Combining adaptive noise and look-ahead in local search for SAT

  • Authors:
  • Chu Min Li;Wanxia Wei;Harry Zhang

  • Affiliations:
  • LaRIA, Université de Picardie Jules Verne, Amiens Cedex 01, France;Faculty of Computer Science, University of New Brunswick, Fredericton, NB, Canada;Faculty of Computer Science, University of New Brunswick, Fredericton, NB, Canada

  • Venue:
  • SAT'07 Proceedings of the 10th international conference on Theory and applications of satisfiability testing
  • Year:
  • 2007

Quantified Score

Hi-index 0.00

Visualization

Abstract

The adaptive noise mechanism was introduced in Novelty+ to automatically adapt noise settings during the search [4]. The local search algorithm G2WSAT deterministically exploits promising decreasing variables to reduce randomness and consequently the dependence on noise parameters.
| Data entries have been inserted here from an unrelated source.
PR #619, opened 2021-12-07
Embargo design docs

dchiquito:
There are two documents here, one for the minimum viable product we are rushing out, and another that describes the additional features that will eventually be required.

There a couple of zarr related TODOs in the MVP because the zarr design doc isn't quite final yet, but that will be patched up soon.

### DIFF
--- a/doc/design/embargo-full.md
+++ b/doc/design/embargo-full.md
@@ -2,7 +2,6 @@
 This document takes the Embargo MVP as a predicate and describes the remaining features required for full Embargo support.
 
 ## Non-private embargoed dandisets
-
 In the MVP, all embargoed dandisets are invisible to non-owners.
 There should be an additional embargo mode, "Visible".
 Visible embargoed dandisets are searchable, viewable, and their metadata is public to everyone, but their asset data and metadata is not.
@@ -16,3 +15,23 @@ The asset endpoints will not permitted for anonymous users on embargoed assets t
 ### TODO: can users switch the embargo mode between private and visible?
 It would be easy to do, since it's just a change `embargo_status`, no data needs to be copied.
 We would need a place in the UI to set that.
+
+
+## Read-only access
+In the MVP, the only role a user can have on a dandiset is "Owner".
+There should be a new role, "Reviewer".
+
+Reviewers are allowed to access asset data on private and visible embargoed dandisets.
+Reviewers are allowed to see private embargoed dandisets.
+Reviewers are not allowed to make any changes to embargoed dandisets.
+
+If a user is a reviewer on an embargoed dandiset, they do not have any permissions on other embargoed dandisets unless explicitly added to those dandisets as well.
+
+The web UI will show reviewer selection directly under owner selection.
+
+Reviewers are not acknowledged for unembargoed dandisets and will not show up in the web UI.
+
+This will be implemented as a new django-guardian role.
+All read endpoints for assets are permitted for users who are reviewers of the embargoed dandiset.
+All read endpoints for dandisets and versions will treat reviewers the same as owners.
+All write and upload endpoints are unchanged.
--- a/doc/design/embargo-full.md
+++ b/doc/design/embargo-full.md
@@ -1,3 +1,18 @@
 # Embargo
 This document takes the Embargo MVP as a predicate and describes the remaining features required for full Embargo support.
 
+## Non-private embargoed dandisets
+
+In the MVP, all embargoed dandisets are invisible to non-owners.
+There should be an additional embargo mode, "Visible".
+Visible embargoed dandisets are searchable, viewable, and their metadata is public to everyone, but their asset data and metadata is not.
+
+Users will select their desired embargo mode using radio buttons when creating a dandiset.
+
+In addition to the dandiset `embargo_status` values from the MVP (`PRIVATE`, `RELEASING`, and `PUBLIC`), there is a new value, `VISIBLE`.
+All of the dandiset and version endpoints will only hide `PRIVATE` dandisets from appearing.
+The asset endpoints will not permitted for anonymous users on embargoed assets that are `PRIVATE` or `VISIBLE`.
+
+### TODO: can users switch the embargo mode between private and visible?
+It would be easy to do, since it's just a change `embargo_status`, no data needs to be copied.
+We would need a place in the UI to set that.
--- a/doc/design/embargo-full.md
+++ b/doc/design/embargo-full.md
@@ -3,16 +3,16 @@ This document takes the Embargo MVP as a predicate and describes the remaining f
 
 ## Non-private embargoed dandisets
 In the MVP, all embargoed dandisets are invisible to non-owners.
-There should be an additional embargo mode, "Visible".
-Visible embargoed dandisets are searchable, viewable, and their metadata is public to everyone, but their asset data and metadata is not.
+There should be an additional embargo mode, "Restricted".
+Restricted embargoed dandisets are searchable, viewable, and their metadata is public to everyone, but their asset data and metadata is not.
 
 Users will select their desired embargo mode using radio buttons when creating a dandiset.
 
-In addition to the dandiset `embargo_status` values from the MVP (`PRIVATE`, `RELEASING`, and `PUBLIC`), there is a new value, `VISIBLE`.
-All of the dandiset and version endpoints will only hide `PRIVATE` dandisets from appearing.
-The asset endpoints will not permitted for anonymous users on embargoed assets that are `PRIVATE` or `VISIBLE`.
+In addition to the dandiset `embargo_status` values from the MVP (`EMBARGOED`, `RELEASING`, and `OPEN`), there is a new value, `RESTRICTED`.
+All of the dandiset and version endpoints will only hide `EMBARGOED` dandisets from appearing.
+The asset endpoints will not permitted for anonymous users on embargoed assets that are `EMBARGOED` or `RESTRICTED`.
 
-### TODO: can users switch the embargo mode between private and visible?
+### TODO: can users switch the embargo mode between embargoed and restricted?
 It would be easy to do, since it's just a change `embargo_status`, no data needs to be copied.
 We would need a place in the UI to set that.
 
@@ -21,7 +21,7 @@ We would need a place in the UI to set that.
 In the MVP, the only role a user can have on a dandiset is "Owner".
 There should be a new role, "Reviewer".
 
-Reviewers are allowed to access asset data on private and visible embargoed dandisets.
+Reviewers are allowed to access asset data on private and restricted embargoed dandisets.
 Reviewers are allowed to see private embargoed dandisets.
 Reviewers are not allowed to make any changes to embargoed dandisets.
 
--- a/doc/design/embargo-full.md
+++ b/doc/design/embargo-full.md
@@ -66,3 +66,9 @@ Admins will be at liberty to manually delete or release embargoed dandisets with
 Admins will be at liberty to manually release embargoed dandisets that have expired.
 
 ### TODO policy details
+
+## TODO miscellaneous
+- email the owners of an embargoed dandiset (and admins) when it has been successfully released
+- on the stats page, display the full amount of data stored in the archive, and indicate how much of it is under embargo
+  - e.g., `300 TB total data size (100 TB currently under embargo)`
+  - link the word "embargo" to docs/explanation thereof
--- a/doc/design/embargo-full.md
+++ b/doc/design/embargo-full.md
@@ -35,3 +35,15 @@ This will be implemented as a new django-guardian role.
 All read endpoints for assets are permitted for users who are reviewers of the embargoed dandiset.
 All read endpoints for dandisets and versions will treat reviewers the same as owners.
 All write and upload endpoints are unchanged.
+
+## Anonymous read-only access
+Embargoed dandisets need to be shared anonymously with reviewers.
+There are two modes to support: browsing the embargoed dandiset anonymously, and downloading the asset data anonymously with the CLI.
+
+Browsing the embargoed dandiset anonymously can be achieved with a secret URL parameter unique to the dandiset.
+When the web UI detects the secret URL parameter, it passes it as an authorization token header/URL parameter to all API requests.
+The API will treat any request with the correct secret as coming from a reviewer, unless the user is already an owner.
+
+A link to the dandiset with this secret URL parameter is included somewhere on the embargoed dandiset page as a way to share access anonymously.
+
+### TODO how to download anonymously with the CLI?
--- a/doc/design/embargo-full.md
+++ b/doc/design/embargo-full.md
@@ -76,6 +76,10 @@ If this becomes an issue, we could:
   This could be as simple as adding a new django app and a new Heroku dyno, or as complex as a Lambda@Edge+CloudFront service.
 * Dynamically provision IAM users with permission to access prefixes in the embargo bucket and distribute access keys to users.
   This would require the API server to manage IAM directly, which is a lot of complexity to manage.
+* Make the embargo bucket publically readable, but not listable.
+  If anyone knows the full S3 object key they have the ability to download the data, but they will not have the ability to search for or scan the bucket for new content.
+  We would then distribute the zarr_id to anyone who needs to access an embargoed zarr archive, giving them permanent read access to it.
+  The downside is that access is not revocable, since we cannot take back the zarr ID from the user or efficiently change the location of the zarr archive.
 
 ## TODO miscellaneous
 - email the owners of an embargoed dandiset (and admins) when it has been successfully unembargoed
--- a/doc/design/embargo-full.md
+++ b/doc/design/embargo-full.md
@@ -46,4 +46,23 @@ The API will treat any request with the correct secret as coming from a reviewer
 
 A link to the dandiset with this secret URL parameter is included somewhere on the embargoed dandiset page as a way to share access anonymously.
 
+### TODO implementation details
 ### TODO how to download anonymously with the CLI?
+
+## Embargo period enforcement
+NIH embargoes (and embargos in general) will have an end date to ensure that the data is not secret forever.
+We will enforce that an end date be specified for every new embargoed dandiset, and forcibly release embargoed dandisets that expire.
+
+The MVP collects the NIH award number and stores it in the metadata.
+We can use the NIH API to determine the required release date for the award (?).
+### TODO should we gather the end date during creation time, as we do award number?
+
+We should add scheduled jobs (in the manner of garbage collection) that:
+* Notify admins and owners of any embargoed dandisets without end dates
+* Notify admins and owners of any embargoed dandisets that are approaching their end dates (daily emails for the last week?)
+* Notify admins and owners of any embargoed dandisets that have past their end dates
+
+Admins will be at liberty to manually delete or release embargoed dandisets without end dates.
+Admins will be at liberty to manually release embargoed dandisets that have expired.
+
+### TODO policy details
--- a/doc/design/embargo-full.md
+++ b/doc/design/embargo-full.md
@@ -8,7 +8,7 @@ Restricted embargoed dandisets are searchable, viewable, and their metadata is p
 
 Users will select their desired embargo mode using radio buttons when creating a dandiset.
 
-In addition to the dandiset `embargo_status` values from the MVP (`EMBARGOED`, `RELEASING`, and `OPEN`), there is a new value, `RESTRICTED`.
+In addition to the dandiset `embargo_status` values from the MVP (`EMBARGOED`, `UNEMBARGOING`, and `OPEN`), there is a new value, `RESTRICTED`.
 All of the dandiset and version endpoints will only hide `EMBARGOED` dandisets from appearing.
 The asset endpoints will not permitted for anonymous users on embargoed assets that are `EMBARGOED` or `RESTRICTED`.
PR #620, opened 2021-12-09
User admin dashboard page

### LINKED ISSUE #575: Dashboard page that lists pending users
https://github.com/dandi/dandi-api/pull/568#discussion_r734640814

mvandenburgh:
We already have a list of *approved* users in the dashboard, so to address #575 I moved that list to a separate dashboard page and added a filter for user `status`. I also added a new `DashboardMixin` that can be subclassed by all dashboard pages to ensure only admins are allowed to view them. I think this is a cleaner approach to authentication over raising an exception in `get_context_data` now that we have multiple dashboard views.

Closes #575.

### DIFF
--- a/dandiapi/api/dashboard.py
+++ b/dandiapi/api/dashboard.py
@@ -1,4 +1,5 @@
 from allauth.socialaccount.models import SocialAccount
+from django.contrib.auth.mixins import LoginRequiredMixin, UserPassesTestMixin
 from django.contrib.auth.models import User
 from django.core.exceptions import PermissionDenied
 from django.db.models import Exists, OuterRef, Q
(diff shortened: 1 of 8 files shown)


dandiapi/api/dashboard.py
```diff
@@ -1,22 +1,28 @@
...
+from django_filters.views import FilterView
 
+from dandiapi.api.filters import UserStatusFilter
 from dandiapi.api.mail import send_approved_user_message, send_rejected_user_message
 from dandiapi.api.models import Asset, AssetBlob, Upload, UserMetadata, Version
 from dandiapi.api.views.users import social_account_to_dict
 
 
-class DashboardView(TemplateView):
+class DashboardMixin(LoginRequiredMixin, UserPassesTestMixin):
```
dchiquito, line 17: Use `UserPassesTestMixin` will redirect to the login page if the user doesn't pass the test instead of returning an unauthorized status code. Was that the intention?

dchiquito (approved):

dandiapi/api/dashboard.py
mvandenburgh: Yes, at leas that's the behavior of the existing dashboard view (https://github.com/dandi/dandi-api/blob/master/dandiapi/api/dashboard.py#L18-L19 causes the redirect).

PR #621, opened 2021-12-09
Temporarily pin django~=3.2

mvandenburgh:
This will make CI pass again. Once https://github.com/jazzband/django-oauth-toolkit/issues/1037 is fixed we can revert this and upgrade to Django 4.

### DIFF
--- a/setup.py
+++ b/setup.py
@@ -40,7 +40,9 @@ setup(
     install_requires=[
         'celery',
         'dandischema==0.4.3',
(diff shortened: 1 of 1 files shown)


waxlamp (approved):
I'll add that I think all such versions should be specified with `~=`, and we should only upgrade major versions if there's a positive reason to do so. In Django's case, there probably is (e.g., new database interaction features), but the risks in upgrading need to be considered as well.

In this paper, we first integrate the adaptive noise mechanism in G2WSAT to obtain an algorithm adaptG2WSAT, whose performance suggests that the deterministic exploitation of promising decreasing variables cooperates well with this mechanism. Then, we propose an approach that uses look-ahead for promising decreasing variables to further reinforce this cooperation. We implement this approach in adaptG2WSAT, resulting in a new local search algorithm called adaptG2WSATP. Without any manual noise or other parameter tuning, adaptG2WSATP shows generally good performance, compared with G2WSAT with approximately optimal static noise settings, or is sometimes even better than G2WSAT. In addition, adaptG2WSATP is favorably compared with state-of-the-art local search algorithms such as R+adaptNovelty+ and VW.